_Source material_
● ● ● ●
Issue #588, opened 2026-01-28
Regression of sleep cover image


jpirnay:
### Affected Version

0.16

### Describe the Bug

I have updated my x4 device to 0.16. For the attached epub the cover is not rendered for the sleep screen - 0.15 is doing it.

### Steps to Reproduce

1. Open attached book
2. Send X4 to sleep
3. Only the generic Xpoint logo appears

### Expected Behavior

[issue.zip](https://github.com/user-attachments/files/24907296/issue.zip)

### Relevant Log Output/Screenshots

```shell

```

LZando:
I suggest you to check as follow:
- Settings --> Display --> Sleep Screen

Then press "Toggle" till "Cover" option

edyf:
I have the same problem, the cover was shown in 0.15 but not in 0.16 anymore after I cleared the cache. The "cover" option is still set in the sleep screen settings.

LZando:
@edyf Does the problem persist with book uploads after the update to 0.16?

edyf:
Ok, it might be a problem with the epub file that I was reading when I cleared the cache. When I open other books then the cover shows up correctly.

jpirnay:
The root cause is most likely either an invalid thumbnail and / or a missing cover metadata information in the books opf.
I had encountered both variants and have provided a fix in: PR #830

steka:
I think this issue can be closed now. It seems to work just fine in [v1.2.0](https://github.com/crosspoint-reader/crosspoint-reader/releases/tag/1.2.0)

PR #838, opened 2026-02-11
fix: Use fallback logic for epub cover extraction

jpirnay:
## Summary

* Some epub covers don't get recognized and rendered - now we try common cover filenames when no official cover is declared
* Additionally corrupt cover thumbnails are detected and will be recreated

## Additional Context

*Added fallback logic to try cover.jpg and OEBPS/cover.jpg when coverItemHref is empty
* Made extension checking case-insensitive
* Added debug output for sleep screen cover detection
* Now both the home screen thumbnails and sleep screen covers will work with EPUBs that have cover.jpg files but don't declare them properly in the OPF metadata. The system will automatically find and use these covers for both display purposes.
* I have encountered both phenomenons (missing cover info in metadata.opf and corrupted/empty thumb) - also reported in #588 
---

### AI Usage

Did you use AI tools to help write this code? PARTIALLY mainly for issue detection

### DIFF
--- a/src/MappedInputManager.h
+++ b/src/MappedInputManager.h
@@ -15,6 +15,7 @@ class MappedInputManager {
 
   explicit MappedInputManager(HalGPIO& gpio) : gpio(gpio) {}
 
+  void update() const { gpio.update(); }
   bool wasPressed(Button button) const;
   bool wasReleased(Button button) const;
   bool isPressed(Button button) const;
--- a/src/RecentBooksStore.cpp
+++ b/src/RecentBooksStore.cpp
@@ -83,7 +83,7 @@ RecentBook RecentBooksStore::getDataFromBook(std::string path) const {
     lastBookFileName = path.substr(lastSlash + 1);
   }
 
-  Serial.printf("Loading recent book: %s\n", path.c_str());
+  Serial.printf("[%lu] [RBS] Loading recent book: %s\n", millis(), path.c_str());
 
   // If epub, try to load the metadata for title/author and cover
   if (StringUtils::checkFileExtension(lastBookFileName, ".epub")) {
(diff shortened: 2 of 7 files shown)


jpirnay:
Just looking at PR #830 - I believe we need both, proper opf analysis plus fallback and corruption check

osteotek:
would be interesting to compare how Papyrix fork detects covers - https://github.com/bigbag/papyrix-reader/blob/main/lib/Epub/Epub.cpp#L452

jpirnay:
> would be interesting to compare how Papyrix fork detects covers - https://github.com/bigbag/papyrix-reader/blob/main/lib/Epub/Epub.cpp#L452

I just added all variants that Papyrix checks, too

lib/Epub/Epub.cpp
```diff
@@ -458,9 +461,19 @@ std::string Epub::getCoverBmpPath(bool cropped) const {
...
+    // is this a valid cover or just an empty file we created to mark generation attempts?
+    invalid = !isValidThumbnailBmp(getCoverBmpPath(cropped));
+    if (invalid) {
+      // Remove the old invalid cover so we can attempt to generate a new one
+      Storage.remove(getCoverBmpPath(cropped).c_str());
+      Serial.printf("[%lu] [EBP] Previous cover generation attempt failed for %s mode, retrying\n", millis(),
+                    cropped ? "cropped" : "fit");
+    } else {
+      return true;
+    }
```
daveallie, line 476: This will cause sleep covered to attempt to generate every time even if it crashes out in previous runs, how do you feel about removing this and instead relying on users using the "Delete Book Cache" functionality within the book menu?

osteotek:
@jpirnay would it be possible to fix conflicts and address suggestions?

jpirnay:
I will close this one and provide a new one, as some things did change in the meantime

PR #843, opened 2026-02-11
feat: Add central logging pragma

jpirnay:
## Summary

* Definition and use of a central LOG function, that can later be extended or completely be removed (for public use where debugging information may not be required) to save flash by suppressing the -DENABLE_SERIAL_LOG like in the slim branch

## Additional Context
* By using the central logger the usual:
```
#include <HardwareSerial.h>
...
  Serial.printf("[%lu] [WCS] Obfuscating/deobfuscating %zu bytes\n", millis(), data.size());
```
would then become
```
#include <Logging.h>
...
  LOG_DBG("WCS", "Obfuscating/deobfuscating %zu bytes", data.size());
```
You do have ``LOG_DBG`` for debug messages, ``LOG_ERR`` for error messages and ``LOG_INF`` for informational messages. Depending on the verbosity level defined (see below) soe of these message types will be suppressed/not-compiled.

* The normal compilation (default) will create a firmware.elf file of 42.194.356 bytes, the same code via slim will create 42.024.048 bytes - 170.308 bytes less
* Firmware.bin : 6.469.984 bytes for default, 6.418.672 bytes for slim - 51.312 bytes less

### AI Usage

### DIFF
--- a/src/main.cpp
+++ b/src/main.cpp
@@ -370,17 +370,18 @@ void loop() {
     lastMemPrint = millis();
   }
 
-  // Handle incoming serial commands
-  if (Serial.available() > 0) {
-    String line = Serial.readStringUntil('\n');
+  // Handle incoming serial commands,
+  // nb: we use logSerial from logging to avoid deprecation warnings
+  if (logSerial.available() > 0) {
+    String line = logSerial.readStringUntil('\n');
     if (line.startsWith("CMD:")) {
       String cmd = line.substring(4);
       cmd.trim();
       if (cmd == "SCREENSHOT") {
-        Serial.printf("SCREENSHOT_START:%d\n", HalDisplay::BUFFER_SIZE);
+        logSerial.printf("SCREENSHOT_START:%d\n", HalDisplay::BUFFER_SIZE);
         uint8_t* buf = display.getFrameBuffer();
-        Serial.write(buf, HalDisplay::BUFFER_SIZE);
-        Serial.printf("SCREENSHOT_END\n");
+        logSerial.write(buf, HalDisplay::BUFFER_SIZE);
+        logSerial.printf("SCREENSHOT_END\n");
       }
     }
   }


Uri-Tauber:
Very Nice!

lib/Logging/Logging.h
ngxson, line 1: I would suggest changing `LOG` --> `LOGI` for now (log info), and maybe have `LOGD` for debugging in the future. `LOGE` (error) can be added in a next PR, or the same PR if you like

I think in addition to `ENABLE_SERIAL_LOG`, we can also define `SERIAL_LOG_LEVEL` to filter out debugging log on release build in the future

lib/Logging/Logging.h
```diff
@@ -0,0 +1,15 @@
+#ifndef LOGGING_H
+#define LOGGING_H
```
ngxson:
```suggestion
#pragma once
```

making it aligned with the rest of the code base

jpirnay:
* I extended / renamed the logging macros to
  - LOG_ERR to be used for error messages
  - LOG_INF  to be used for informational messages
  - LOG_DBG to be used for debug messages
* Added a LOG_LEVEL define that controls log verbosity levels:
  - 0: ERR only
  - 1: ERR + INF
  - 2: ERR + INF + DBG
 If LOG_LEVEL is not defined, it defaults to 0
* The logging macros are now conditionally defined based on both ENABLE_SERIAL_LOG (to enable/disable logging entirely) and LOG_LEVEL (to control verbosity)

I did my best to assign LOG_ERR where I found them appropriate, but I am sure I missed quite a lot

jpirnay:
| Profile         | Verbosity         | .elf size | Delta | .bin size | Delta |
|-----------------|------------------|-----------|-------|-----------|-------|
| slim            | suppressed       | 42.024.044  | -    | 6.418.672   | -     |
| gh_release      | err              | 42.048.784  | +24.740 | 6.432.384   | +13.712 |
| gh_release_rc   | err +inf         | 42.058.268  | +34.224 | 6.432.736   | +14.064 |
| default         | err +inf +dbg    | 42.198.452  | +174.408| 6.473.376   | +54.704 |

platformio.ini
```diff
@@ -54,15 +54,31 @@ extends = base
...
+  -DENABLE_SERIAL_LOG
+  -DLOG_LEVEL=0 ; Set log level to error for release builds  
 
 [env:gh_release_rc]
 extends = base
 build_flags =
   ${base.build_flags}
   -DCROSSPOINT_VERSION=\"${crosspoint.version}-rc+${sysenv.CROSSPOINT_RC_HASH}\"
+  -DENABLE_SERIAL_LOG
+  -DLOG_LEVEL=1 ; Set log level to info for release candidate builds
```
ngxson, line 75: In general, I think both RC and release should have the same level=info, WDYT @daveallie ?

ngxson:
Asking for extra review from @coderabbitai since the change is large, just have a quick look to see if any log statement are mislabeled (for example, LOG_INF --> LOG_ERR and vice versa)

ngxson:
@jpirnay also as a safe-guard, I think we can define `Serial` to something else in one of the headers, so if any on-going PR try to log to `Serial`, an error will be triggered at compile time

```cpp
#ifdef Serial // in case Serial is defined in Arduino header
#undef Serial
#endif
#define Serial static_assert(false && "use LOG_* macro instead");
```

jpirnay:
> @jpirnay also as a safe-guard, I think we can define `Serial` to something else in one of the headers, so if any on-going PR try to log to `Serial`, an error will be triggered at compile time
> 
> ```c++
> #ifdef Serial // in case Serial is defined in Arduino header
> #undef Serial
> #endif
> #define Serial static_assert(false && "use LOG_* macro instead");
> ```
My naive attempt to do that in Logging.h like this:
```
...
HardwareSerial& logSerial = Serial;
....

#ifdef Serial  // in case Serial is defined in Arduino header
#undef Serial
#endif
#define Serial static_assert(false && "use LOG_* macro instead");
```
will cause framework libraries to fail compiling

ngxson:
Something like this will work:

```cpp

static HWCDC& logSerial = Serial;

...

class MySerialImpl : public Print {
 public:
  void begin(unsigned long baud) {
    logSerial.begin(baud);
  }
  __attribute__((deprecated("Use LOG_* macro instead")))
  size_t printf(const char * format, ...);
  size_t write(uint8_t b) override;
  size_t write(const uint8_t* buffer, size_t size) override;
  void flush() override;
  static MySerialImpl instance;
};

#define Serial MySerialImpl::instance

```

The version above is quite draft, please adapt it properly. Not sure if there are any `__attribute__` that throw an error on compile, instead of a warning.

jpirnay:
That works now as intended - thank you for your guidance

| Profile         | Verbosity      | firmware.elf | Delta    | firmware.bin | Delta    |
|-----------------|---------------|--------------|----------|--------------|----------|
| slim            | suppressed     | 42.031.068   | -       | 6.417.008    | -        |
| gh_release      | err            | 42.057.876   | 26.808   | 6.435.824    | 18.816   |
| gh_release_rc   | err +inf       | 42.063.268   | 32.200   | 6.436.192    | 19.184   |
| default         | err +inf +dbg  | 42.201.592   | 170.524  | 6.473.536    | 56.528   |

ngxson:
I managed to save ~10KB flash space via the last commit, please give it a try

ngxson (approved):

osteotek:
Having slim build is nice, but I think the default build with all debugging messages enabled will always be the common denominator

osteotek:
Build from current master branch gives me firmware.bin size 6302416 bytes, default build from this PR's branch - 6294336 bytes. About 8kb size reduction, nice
● ● ● ●
Take from the entries every line that has the string "baud".

_Answer box_
  void begin(unsigned long baud) {
    logSerial.begin(baud);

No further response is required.